-- Directions --
Search the records for the string "resolver", and show each line where it appears.

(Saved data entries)
PR #2592, opened 2021-03-16
Fix web worker for raidemulator loading over file:// URIs

### LINKED ISSUE #2564: raidemulator should display an error when loaded over file://
This no longer works because of the web workers, and so it it'd be nice to display some error for users rather than silently not working.

valarnin:
This PR fixes #2564 though the fix isn't that great. I added the `worker-loader` loader to npm/webpack and used that to load the worker, which resolves loading over file URI by automatically switching to a blob, but it makes the actual worker import code a bit ugly. Copy/pasting the comment for reference:

```js
// @TODO: For some reason this absolutely has to be imported as `Worker`, no matter what settings
// are specified in webpack.config.cjs
// Using `{ Worker as NetworkLogConverterWorker }` also fails for some reason.
// Using `{}` works for some reason too.
// eslint-disable-next-line import/default
import Worker from './emulator/data/NetworkLogConverterWorker';
```

The `Worker` portion of the import line also shows as an error in vscode and eslint without the ignore rule.

@quisquous I'm pretty iffy on this one, it feels like there should be a better way than this, but I can't see it. Maybe this'll be better once raidemulator is moved over to typescript (if that's in the plans in general).

### DIFF
--- a/ui/raidboss/raidemulator.js
+++ b/ui/raidboss/raidemulator.js
@@ -18,6 +18,9 @@ import { TimelineLoader } from './timeline';
 import Tooltip from './emulator/ui/Tooltip';
 import UserConfig from '../../resources/user_config';
 import raidbossFileData from './data/manifest.txt';
+// eslint can't detect the custom loader for the worker
+// eslint-disable-next-line import/default
+import NetworkLogConverterWorker from './emulator/data/NetworkLogConverterWorker';
 
 // @TODO: Some way to not have this be a global?
 
@@ -65,7 +68,7 @@ const Options = {
     emulatedPartyInfo = new EmulatedPartyInfo(emulator);
     emulatedMap = new EmulatedMap(emulator);
     emulatedWebSocket = new RaidEmulatorOverlayApiHook(emulator);
-    logConverterWorker = new Worker('../../dist/raidemulatorWorker.bundle.js');
+    logConverterWorker = new NetworkLogConverterWorker();
 
     // Listen for the user to click a player in the party list on the right
     // and persist that over to the emulator
--- a/package-lock.json
+++ b/package-lock.json
@@ -9248,6 +9248,52 @@
       "integrity": "sha512-Hz/mrNwitNRh/HUAtM/VT/5VH+ygD6DV7mYKZAtHOrbs8U7lvPS6xf7EJKMF0uW1KJCl0H701g3ZGus+muE5vQ==",
       "dev": true
     },
+    "worker-loader": {
+      "version": "3.0.8",
+      "resolved": "https://registry.npmjs.org/worker-loader/-/worker-loader-3.0.8.tgz",
+      "integrity": "sha512-XQyQkIFeRVC7f7uRhFdNMe/iJOdO6zxAaR3EWbDp45v3mDhrTi+++oswKNxShUNjPC/1xUp5DB29YKLhFo129g==",
+      "dev": true,
+      "requires": {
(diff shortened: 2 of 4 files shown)


ui/raidboss/raidemulator.js
```diff
@@ -18,6 +18,12 @@ import { TimelineLoader } from './timeline';
 import Tooltip from './emulator/ui/Tooltip';
 import UserConfig from '../../resources/user_config';
 import raidbossFileData from './data/manifest.txt';
+// @TODO: For some reason this absolutely has to be imported as `Worker`, no matter what settings
```
quisquous, line 21: Maybe this, if you want to name the constructor?
```
        {
          // Worker has to go before normal js
          test: /NetworkLogConverterWorker\.(?:c|m)?js$/,
          loader: 'worker-loader',
          options: {
            esModule: true,
            inline: 'fallback',
            worker: {
              type: 'SharedWorker',
              options: {
                type: 'classic',
                name: 'NetworkLogConverterWorker',
              },
            },
          },
          resolve: {
            fullySpecified: false,
          },
        },
```

ui/raidboss/raidemulator.js
```diff
@@ -18,6 +18,12 @@ import { TimelineLoader } from './timeline';
...
+// are specified in webpack.config.cjs
+// Using `{ Worker as NetworkLogConverterWorker }` also fails for some reason.
+// Using `{}` works for some reason too.
+// eslint-disable-next-line import/default
```
quisquous, line 25: Would https://www.npmjs.com/package/eslint-import-resolver-webpack fix this?

quisquous (commented):
Thanks for looking into this!

ui/raidboss/raidemulator.js
valarnin: A slightly modified version of this (`Worker` instead of `SharedWorker`) works. Fix pushed.

ui/raidboss/raidemulator.js
valarnin: I tried various options for this and wasn't able to get at least vscode's eslint plugin to recognize the loader. I didn't try running `npm lint` to see if that would pick it up properly since it's about time for me to go to sleep here.

quisquous: If `npm lint` works, then it should work.  I find that vscode lags a little bit in picking up eslint changes, but will eventually get it.

valarnin: Installed package with:
```
npm install eslint-import-resolver-webpack --save-dev
```

Added this config to `.eslintrc.cjs`:
```diff
  'settings': {
    'import/resolver': {
      'node': {
        'extensions': ['.d.ts', '.ts', '.js'],
      },
      'typescript': {
        'alwaysTryTypes': true,
        'project': './tsconfig.json',
      },
+      'webpack': {
+        'config': './webpack/webpack.config.cjs',
+      },
    },
  },
```

```
npm run lint

> cactbot@ lint C:\Users\valar\Source\cactbot2
> eslint **/*.{js,cjs,mjs,ts}


C:\Users\valar\Source\cactbot2\ui\raidboss\raidemulator.js
  21:8  error  No default export found in imported module "./emulator/data/NetworkLogConverterWorker"  import/default
```

quisquous: Yeah, I can't get this to work either.  Maybe it doesn't understand `webpack-loader`.  I think we could write a custom eslint import resolver here, but that's probably overkill for a single line.

PR #2634, opened 2021-03-26
raidboss: more dr normal triggers

quisquous:


quisquous:
Hmm, I'm still having a lot of bad luck getting the savage version to work, and that makes me extra skeptical that this normal mode is working.

quisquous:
> Hmm, I'm still having a lot of bad luck getting the savage version to work, and that makes me extra skeptical that this normal mode is working.

AHA, looks like I had two of the sword directions reversed.

Issue #2626, opened 2021-03-23
No timeline check with command `util/check_translation.py -f e12s.js -t de` and other lang. Just for e12s.


VanSlanzar:
**no problem, except for e12s.**
```
Bauer@DESKTOP-SO533H8 MINGW64 ~/Documents/cactbot (e12s-fr)
$ util/check_translation.py -f e12s.js -t de
### Eden 12 (Savage)
# Eden's Promise: Eternity (Savage)

hideall "--Reset--"
hideall "--sync--"

Traceback (most recent call last):
  File "C:\Users\Bauer\Documents\cactbot\util\check_translation.py", line 316, in <module>
    main(args)
  File "C:\Users\Bauer\Documents\cactbot\util\check_translation.py", line 273, in main
    print_timeline(args.timeline, timeline_file, trans, args.grep_missing)
  File "C:\Users\Bauer\Documents\cactbot\util\check_translation.py", line 231, in print_timeline
    filter_print_timeline(translate_timeline(line.strip(), trans[locale]), missing_filter)
  File "C:\Users\Bauer\Documents\cactbot\util\check_translation.py", line 191, in translate_timeline
    did_work = did_work or re.search(old, text, re.IGNORECASE)
  File "C:\Users\Bauer\AppData\Local\Programs\Python\Python39\lib\re.py", line 201, in search
    return _compile(pattern, flags).search(string)
  File "C:\Users\Bauer\AppData\Local\Programs\Python\Python39\lib\re.py", line 304, in _compile
    p = sre_compile.compile(pattern, flags)
  File "C:\Users\Bauer\AppData\Local\Programs\Python\Python39\lib\sre_compile.py", line 768, in compile
    code = _code(p, flags)
  File "C:\Users\Bauer\AppData\Local\Programs\Python\Python39\lib\sre_compile.py", line 607, in _code
    _compile(code, p.data, flags)
  File "C:\Users\Bauer\AppData\Local\Programs\Python\Python39\lib\sre_compile.py", line 182, in _compile
    raise error("look-behind requires fixed-width pattern")
re.error: look-behind requires fixed-width pattern
```

PR #2635, opened 2021-03-26
Fix Negative Lookback Groups

panicstevenson:
Python's regex only allows fixed-length strings for lookbacks; change
from variable-length lookback strings to instead be looking for spaces,
implying a multi-word string.

Fixes https://github.com/quisquous/cactbot/issues/2626


quisquous:
Thank you!

Issue #2608, opened 2021-03-20
`npm run find-translations` lists entries in zone_info


quisquous:
I haven't looked into it, but this seems wrong:

```
$ npm run find-translations -- --locale=de

C:\Users\enne\cactbot/resources/zone_info.js:1855 "'name': {"
C:\Users\enne\cactbot/resources/zone_info.js:1871 "'name': {"
C:\Users\enne\cactbot/resources/zone_info.js:1887 "'name': {"
C:\Users\enne\cactbot/resources/zone_info.js:2057 "'name': {"
C:\Users\enne\cactbot/resources/zone_info.js:2486 "'name': {"
C:\Users\enne\cactbot/resources/zone_info.js:3494 "'name': {"
C:\Users\enne\cactbot/resources/zone_info.js:3510 "'name': {"
C:\Users\enne\cactbot/resources/zone_info.js:3526 "'name': {"
C:\Users\enne\cactbot/ui/raidboss/data/05-shb/alliance/the_copied_factory.js:831 "'replaceText': {"

etc etc etc more real stuff follows from here
```

None of these seem like real errors.  I could imagine skipping files that say that they're autogenerated, but I wonder if this is indicative of some logic error that needs to be fixed too.

Akurosia:
i found another incorrect thing with the new find-translation script:

While doing translations for th elatest delubrum, it only showed me following missing translations for the savage file:
```
F:\Github\cactbot_aku2/ui/raidboss/data/05-shb/eureka/delubrum_reginae_savage.js:459 "clockwise: {"
F:\Github\cactbot_aku2/ui/raidboss/data/05-shb/eureka/delubrum_reginae_savage.js:462 "counterclockwise: {"
F:\Github\cactbot_aku2/ui/raidboss/data/05-shb/eureka/delubrum_reginae_savage.js:636 "knockbackNoFlare: {"
F:\Github\cactbot_aku2/ui/raidboss/data/05-shb/eureka/delubrum_reginae_savage.js:639 "knockbackWithFlare: {"
F:\Github\cactbot_aku2/ui/raidboss/data/05-shb/eureka/delubrum_reginae_savage.js:1021 "text: {"
```
During the translation, i saw that one of the `text` was not listed in the script (see attached screenshot)
<img width="760" alt="sublime_text_Esjj9IWilb" src="https://user-images.githubusercontent.com/7465469/111955556-f2c5e280-8ae9-11eb-9522-f935de0047d8.png">

[...]

PR #2637, opened 2021-03-26
Fixup find_missing_translations.js

panicstevenson:
Remove auto-generated files from consideration, and fix a bug where
text blocks including variables were not considered.

Fixes https://github.com/quisquous/cactbot/issues/2608

### DIFF
--- a/util/find_missing_translations.js
+++ b/util/find_missing_translations.js
@@ -87,10 +87,16 @@ const parseJavascriptFile = (file, locales) => {
   let keys = [];
   let openMatch = null;
 
-  const openObjRe = new RegExp('(\\s*)(.*{)\\s*');
+  const openObjRe = new RegExp('(\\s*)(.*{)\\s*$');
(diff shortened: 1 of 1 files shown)


util/find_missing_translations.js
```diff
@@ -87,10 +87,16 @@ const parseJavascriptFile = (file, locales) => {
   let keys = [];
   let openMatch = null;
 
-  const openObjRe = new RegExp('(\\s*)(.*{)\\s*');
+  const openObjRe = new RegExp('(\\s*)(.*{)\\s*$');
```
quisquous, line 90: Sorry to be slow, but how does this fix the variable issue? I was expecting a change to `keyRe`?

panicstevenson: This was matching lines like `en: 'Hello ${name}'` based off the `{`, since `\\s*` can match 0 results as well.

quisquous: Oho! Thanks for the explanation.

PR #2642, opened 2021-03-28
Revert "refactor(resources): migrate WidgetList to TypeScript"

quisquous:
Reverts quisquous/cactbot#2532

@Trim21 I'm sorry to revert this, but this patch was causing all of my overlays to run with extreme lag.  Normally I wouldn't revert and would just fix, but I think this is a pretty bad bug.  My jobs overlay would print `BrowserConsole: Element with id child20 is missing? (Source: http://localhost:8080/dist/jobs.bundle.js, Line: 10214)` many times a second.  When I reverted this patch locally it stopped happening, so I feel pretty confident that this is the issue.

### DIFF
--- a/resources/widgetlist.js
+++ b/resources/widgetlist.js
@@ -1,40 +1,17 @@
 // NOTE
 // This class should be considered deprecated, and any users of this class should
 // just switch over to using CSS grid.
-type Sorter = () => number;
 
-const getRandomInt = function(max: number) {
-  return Math.floor(Math.random() * Math.floor(max));
-};
-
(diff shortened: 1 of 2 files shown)


Trim21:
Looks like there is some bug in `removeElement`， I'll try to fix it

Trim21:
look like I'll get a notification every this commit is pushed to a fork...

MaikoTan:
Click unsubscribe button?

Trim21:
> Click unsubscribe button?

Then I just unsubscribed from this commit in this forked repo.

-- Response to the task --
quisquous, line 25: Would https://www.npmjs.com/package/eslint-import-resolver-webpack fix this?
npm install eslint-import-resolver-webpack --save-dev
    'import/resolver': {
quisquous: Yeah, I can't get this to work either.  Maybe it doesn't understand `webpack-loader`.  I think we could write a custom eslint import resolver here, but that's probably overkill for a single line.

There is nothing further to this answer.